Aging and neurodegeneration are associated with changes in brain tissue at the molecular level, affecting its organization, density, and composition. These changes can be detected using quantitative MRI (qMRI), which provides physical measures that are sensitive to structural alterations. However, a major challenge in brain research is to relate physical estimates to their underlying biological sources. In this talk, I will discuss the community's efforts to use qMRI to identify biological processes that underlie changes in brain tissue. Specifically, I will highlight approaches for differentiating between changes in the concentration and composition of myelin and iron during aging. By exploring the molecular landscape of the aging and neurodegenerative brain using qMRI, we aim to gain a better understanding of these processes and potentially provide new metrics for evaluating them.
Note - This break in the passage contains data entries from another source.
PR #1357, opened 2025-03-12
Bump wc-chatbot from 0.2.0 to 0.2.1 and increase wc-chatbot window size

rsvoboda:
Bump wc-chatbot from 0.2.0 to 0.2.1 and increase wc-chatbot window size

Window size is adjustable since https://github.com/yishiashia/wc-chatbot/pull/7

Changing from the default 360 x 500 to 500 x 600 px to have more space for the interaction and returned content.


geoand (approved):
Nice, thanks!

PR #1383, opened 2025-03-25
Dev UI: always produce JsonRPCProvidersBuildItem

Ladicek:
This is due to an upcoming change in Execution Model Validation [1] where we need the `JsonRPCProvidersBuildItem` produced always, not only in dev mode. JSON RPC providers can use execution model affecting annotations, so we need to know about them, otherwise a non-dev build would fail with an incorrect validation error.

[1] https://github.com/quarkusio/quarkus/pull/46965


geoand (approved):

geoand:
Thanks!

geoand:
Merging this as the failure is unrelated to the PR (and I have fixed the sample in `main`).

PR #1393, opened 2025-03-27
McpClients bean 

### LINKED ISSUE #1345: have ability to get name for mcp's
as discussed in [#dev > mcp client](https://quarkusio.zulipchat.com/#narrow/channel/187038-dev/topic/mcp.20client)

idea was to use a map but it have some issue thus suggestion is to have like WS with OpenConnections.

jmartisk:
Fixes #1345 

Accepting suggestions on how to make the name a bit more distinguished.. 

Also moves the `@McpClientName` annotation out of the `runtime` package as it is meant to be public API, hence the `breaking-change` label.

### DIFF
--- a/mcp/deployment/src/main/java/io/quarkiverse/langchain4j/mcp/deployment/McpProcessor.java
+++ b/mcp/deployment/src/main/java/io/quarkiverse/langchain4j/mcp/deployment/McpProcessor.java
@@ -5,7 +5,6 @@ import java.util.List;
 import java.util.Map;
 import java.util.Set;
 
-import io.quarkiverse.langchain4j.mcp.McpClients;
 import jakarta.enterprise.context.ApplicationScoped;
 
 import org.jboss.jandex.AnnotationInstance;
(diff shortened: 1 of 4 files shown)


geoand:
I personally don't find it terribly useful, but I'm dead set against it either :)

jmartisk:
Honestly my position is similar, but @maxandersen requested it so.. ;)

geoand:
@maxandersen why do you need this instead of just using standard CDI features?

maxandersen:
see details of discussion in https://quarkusio.zulipchat.com/#narrow/channel/187038-dev/topic/mcp.20client

issue is that to use built-in CDI I either have to 

1) know the names of tools upfront; since with mcp the usecase is to be able to add additional tools in configuration that is not an option.
2) use injection of all tools, which give me all tools but does not give me their name

Hence the ask for tools to know their name OR be able to get a map from names to the tools to use.

does that make sense?

(same issue exists for  when wanting to support multiple models in quarkus l4j)

geoand:
> use injection of all tools, which give me all tools but does not give me their name

Are you sure? You can extract the qualifiers from the instance, no?

maxandersen:
Hmm. Not something I found ? Got example ?

geoand:
Something like:

```java
boolean found = false;
        for (InstanceHandle<McpClient> handle : Arc.container().select(McpClient.class).handles()) {
            InjectableBean<McpClient> bean = handle.getBean();
            for (Annotation qualifier : bean.getQualifiers()) {
                if (qualifier instanceof McpClient mcpClient) }
                    if ("whatever".equals(name)) {
                        found = true;
                        break; 
                    }
                }
            }
        }
```

PR #1399, opened 2025-04-01
Fix native registration of user-provided model classes

xstefank:
Reproducer - https://github.com/xstefank/quarkus-reproducers/tree/main/lc4j-custom-model-native. Just run `-Dnative` with tests.


geoand (approved):
Thanks!

Issue #1397, opened 2025-03-28
Add support for MCP Claude configuration file


lordofthejars:
Add support for MCP Claude configuration file, so for example we can create the definition as:

```json
{
  "mcpServers": {
    "postgres": {
      "command": "npx",
      "args": [
        "-y",
        "@modelcontextprotocol/server-postgres",
        "postgresql://localhost/mydb"
      ]
    }
  }
}
```

And automatically (by storing them in a default directory) or by setting the path to the file as a configuration property in the Quarkus app.
This way, we are more aligned with what the user usually does when configuring MCP.

jmartisk:
I'm not so sure about supporting a vendor-specific file that is not defined in the MCP spec and other vendors beyond Claude will have different file formats. For example, Goose already uses a different configuration file for the same (see https://block.github.io/goose/docs/getting-started/using-extensions#config-entry). And there will be more and more over time. 

Also you won't be able to configure quarkus-specific properties like timeouts and logging (unless you combine this with `application.properties`, which makes it convoluted)

It may save some time, but it feels quite hacky and given that one of the main selling points of Quarkus is 'unified configuration in a single file', this doesn't fit there very well IMO...

jmartisk:
> I don't see why it would be an issue to generate JSON/YAML file of known MCP consumers.

I'm not following, what JSON/YAML file?

geoand:
Maybe I am understanding this issue incorrectly. I thought it was asking for us to generate snippet that users could just plug into Claude or Goose or whatever. Did I get that wrong?

jmartisk:
Hm, maybe it is me who understood it incorrectly. I thought it was about Quarkus understanding this Claude config file and using it instead of `application.properties`, but maybe it's rather about generating this file from what is known from `application.properties`. Both "kinda" make sense.

lordofthejars:
my idea is that Quarkus can understand Claude config as most of the examples out there are with this format

geoand:
Ah okay. That I indeed am not sure of...

maxandersen:
the "claude config" is being used beyond just claude. mcp.json in vscode and cursor follows same format.

So I see a value in being able to read that same format in to configure lets say a cli written with quarkus that could share config with these. 

But how to mix it best with config/defaults/timeout I'm not sure ... having to tell users to write a quarkus properties file isn't great either :)

geoand:
[...]

PR #1415, opened 2025-04-08
Support Claude Desktop config file

geoand:
- Closes: #1397

### DIFF
--- a/mcp/deployment/src/test/java/io/quarkiverse/langchain4j/mcp/test/McpClaudeConfigTest.java
+++ b/mcp/deployment/src/test/java/io/quarkiverse/langchain4j/mcp/test/McpClaudeConfigTest.java
@@ -1,0 +1,133 @@
+package io.quarkiverse.langchain4j.mcp.test;
+
+import static org.assertj.core.api.Assertions.assertThat;
+import static org.assertj.core.api.Assertions.entry;
+
+import java.util.List;
+
+import jakarta.enterprise.inject.Instance;
+import jakarta.inject.Inject;
+
+import org.eclipse.microprofile.config.ConfigProvider;
+import org.jboss.shrinkwrap.api.ShrinkWrap;
+import org.jboss.shrinkwrap.api.asset.StringAsset;
+import org.jboss.shrinkwrap.api.spec.JavaArchive;
+import org.junit.jupiter.api.Test;
+import org.junit.jupiter.api.extension.RegisterExtension;
+
+import dev.langchain4j.mcp.client.McpClient;
+import io.quarkiverse.langchain4j.mcp.runtime.McpClientName;
+import io.quarkiverse.langchain4j.mcp.runtime.config.McpClientRuntimeConfig;
+import io.quarkiverse.langchain4j.mcp.runtime.config.McpRuntimeConfiguration;
+import io.quarkus.test.QuarkusUnitTest;
+import io.smallrye.config.SmallRyeConfig;
+
+public class McpClaudeConfigTest {
+
+    @RegisterExtension
+    static QuarkusUnitTest unitTest = new QuarkusUnitTest()
+            .setArchiveProducer(() -> ShrinkWrap.create(JavaArchive.class)
+                    .addClass(MockHttpMcpServer.class)
+                    .addAsResource(new StringAsset("""
+                            {
+                              "mcpServers": {
+                                "gemini": {
+                                  "command": "npx",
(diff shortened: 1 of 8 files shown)


mcp/deployment/src/test/java/io/quarkiverse/langchain4j/mcp/test/McpClaudeConfigTest.java
```diff
@@ -0,0 +1,102 @@
...
+    @Test
+    public void testConfig() {
+        SmallRyeConfig smallRyeConfig = ConfigProvider.getConfig().unwrap(SmallRyeConfig.class);
+        McpRuntimeConfiguration mcpRuntimeConfiguration = smallRyeConfig.getConfigMapping(McpRuntimeConfiguration.class);
+        assertThat(mcpRuntimeConfiguration).isNotNull();
+        assertThat(mcpRuntimeConfiguration.clients()).containsOnlyKeys("client1", "filesystem", "gemini");
+
+        assertThat(mcpRuntimeConfiguration.clients().get("filesystem").command()).contains(List.of("npx", "-y",
+                "@modelcontextprotocol/server-filesystem", "/Users/username/Desktop", "/Users/username/Downloads"));
+        assertThat(mcpRuntimeConfiguration.clients().get("filesystem").environment()).isEmpty();
```
jmartisk, line 95: Could we also test the combination of Claude config with regular properties (for a single MCP client), for example you also add  a `quarkus.langchain4j.mcp.filesystem.log-requests` property and check that it was applied?

geoand: Sure thing

mcp/runtime/src/main/java/io/quarkiverse/langchain4j/mcp/runtime/config/ClaudeDesktopConfigSourceProvider.java
```diff
@@ -0,0 +1,40 @@
...
+        if (McpRecorder.claudeConfigContents.isEmpty()) {
+            return List.of();
+        }
+
+        Map<String, String> configMap = new HashMap<>();
+        McpRecorder.claudeConfigContents.forEach(new BiConsumer<>() {
+            @Override
+            public void accept(String clientName, LocalLaunchParams localLaunchParams) {
+                if (!localLaunchParams.command().isEmpty()) {
+                    configMap.put(String.format("quarkus.langchain4j.mcp.%s.command", clientName),
```
jmartisk, line 26: I would assume the client name might contain dots, so should we wrap `%s` in quotes?

geoand: Yeah, that probably makes sense

mcp/runtime/src/main/java/io/quarkiverse/langchain4j/mcp/runtime/config/McpBuildTimeConfiguration.java
```diff
@@ -31,4 +31,9 @@ public interface McpBuildTimeConfiguration {
     @ConfigDocDefault("true")
     Optional<Boolean> generateToolProvider();
 
+    /**
+     * File containing the MCP servers configuration in the Claude Desktop format.
+     * This configuration can only be used to configure {@code stdio} transport type MCP servers
```
jmartisk, line 36: So do I get it right that we read this file at build time, and it can't be overridden at runtime? This should be clearly stated in the javadoc then I guess

jmartisk: Yeah but the javadoc IMO should then make clear that this file is read during the build (so, consequently, neither changing the path to the file nor changing its contents at runtime is possible)

jmartisk: I mean, the user might not expect that the values can be overridden by config properties, but not by changing the claude file.

geoand: How does it look now?

jmartisk (approved):
As I mentioned earlier, I'm not super convinced we need this, but technically, LGTM.

Issue #1414, opened 2025-04-08
Integrate health checks


jmartisk:
Health checks were added in upstream via https://github.com/langchain4j/langchain4j/pull/2769. On the Quarkus side, after upgrading to beta3, we need to properly integrate them using MP Health

jmartisk:
Also, add the Quarkus-specific pinging in `QuarkusHttpMcpTransport.checkHealth()`

PR #1433, opened 2025-04-15
MP Health check for MCP clients, plus configurable ping timeout

jmartisk:
- Closes: https://github.com/quarkiverse/quarkus-langchain4j/issues/1414

### DIFF
--- a/mcp/runtime/src/main/java/io/quarkiverse/langchain4j/mcp/runtime/McpClientHealthCheck.java
+++ b/mcp/runtime/src/main/java/io/quarkiverse/langchain4j/mcp/runtime/McpClientHealthCheck.java
@@ -1,0 +1,60 @@
+package io.quarkiverse.langchain4j.mcp.runtime;
+
+import java.lang.annotation.Annotation;
+import java.util.HashMap;
+import java.util.Map;
+
+import jakarta.enterprise.context.ApplicationScoped;
+import jakarta.enterprise.inject.Any;
+
+import org.eclipse.microprofile.health.HealthCheck;
+import org.eclipse.microprofile.health.HealthCheckResponse;
+import org.eclipse.microprofile.health.HealthCheckResponseBuilder;
+import org.eclipse.microprofile.health.Readiness;
+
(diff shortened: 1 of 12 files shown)


mcp/runtime/src/main/java/io/quarkiverse/langchain4j/mcp/runtime/McpClientHealthCheck.java
```diff
@@ -0,0 +1,60 @@
...
+            } catch (Exception e) {
+                builder.down().withData(name, e.getMessage());
+            }
+        }
+        return builder.build();
+    }
+
+    private Map<String, McpClient> getClientMap() {
+        Map<String, McpClient> map = new HashMap<>();
+        for (InstanceHandle<McpClient> handle : Arc.container().select(McpClient.class, Any.Literal.INSTANCE).handles()) {
```
geoand, line 49: Minor gripe: Can't we make this a proper injection point instead of doing a programmatic lookup?

geoand (commented):
Glad to see this! I just had one minor complaint

mcp/runtime/src/main/java/io/quarkiverse/langchain4j/mcp/runtime/McpClientHealthCheck.java
jmartisk: Only if we merge https://github.com/quarkiverse/quarkus-langchain4j/pull/1393 first - I did here exactly what you [suggested](https://github.com/quarkiverse/quarkus-langchain4j/pull/1393#issuecomment-2765165445) the user should do instead :)

geoand: kk, makes sense :)

jmartisk: We need to access the name of the client.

How information is processed within the brain is a key question in systems neuroscience. We address the issue in spiking neuronal networks of freely moving mice. I will describe our recent findings and conclusions pertaining to three specific information processing steps: transmission, representation, and storage. First, using feedforward optogenetic injection of white noise input to a small group of adjacent neocortical excitatory cells, we find that spike transmission to a postsynaptic cell exhibits error correction, improved precision, and temporal coding. The results are consistent with a nonlinear coincidence detection model in the postsynaptic neuron. Second, by triggering input on animal kinematics, we create an artificial place field in an otherwise-silent pyramidal cell. In hippocampal region CA1 but not in the neocortex, artificial fields exhibit synthetic phase precession that persists for a full cycle. The local conversion of an induced rate code into an emerging phase code is compatible with a dual-oscillator interference model. Third, by triggering input on spontaneous spiking, we impose self-terminating spike patterns in a group of presynaptic excitatory neurons and a postsynaptic cell. The precise timing of all pre- and postsynaptic spikes has a more substantial impact on long-lasting effective connectivity than that of individual cell pairs, revealing an unexpected plasticity mechanism. We conclude that intrinsic properties of single neurons support millisecond-timescale operations, and that cortical networks are organized in functional modules which we refer to as “converging assemblies”.

Sensory processing is fundamental for animal adaptation and survival, linking them to their environments. Understanding the nervous system's integration of sensory information is crucial for comprehending behavior and cognition. This process involves integrating external cues across modalities, along with internal states, cognitive processes, and motor control, leading to complex behaviors and a nuanced understanding of the world. To facilitate research on these processes, we aimed to identify natural behaviors that produce both auditory and somatosensory stimuli, steering clear of artificial stimulus sources. We discovered that whisking, previously considered a unimodal behavior associated solely with tactile sensations, also produces sounds with distinctive acoustic features within the auditory frequency range of mice. We explored the auditory neuronal representation of sounds generated by whisking and their implications for behavioral performance.  We demonstrate that sounds produced by whisking elicit diverse neuronal responses in the auditory cortex, encoding the object's identity and the mouse's whisking state, even in the absence of tactile sensations. Furthermore, we show that mice are capable of completing behavioral tasks relying solely on auditory cues generated by whisking against objects.

For centuries, consciousness was considered to be outside the reach of scientific investigation. Yet in recent decades, more and more studies have tried to probe the neural correlates of conscious experience, and several neuronally-inspired theories for consciousness have emerged. In this talk, I will focus on four leading theories of consciousness: Global Neuronal Workspace (GNW), integrated Information Theory (IIT), Recurrent Processing Theory (RPT) and Higher Order Theory (HOT). I will first shortly present the guiding principles of these theories. Then, I will provide a bird's-eye view of the field, using the results of a large-scale quantitative and analytic review we conducted, examining all studies that either empirically tested these theories or interpreted their findings with respect to at least one of them. Finally, I will describe the first results of the Cogitate consortium - an adversarial collaboration aimed at testing GNW and IIT.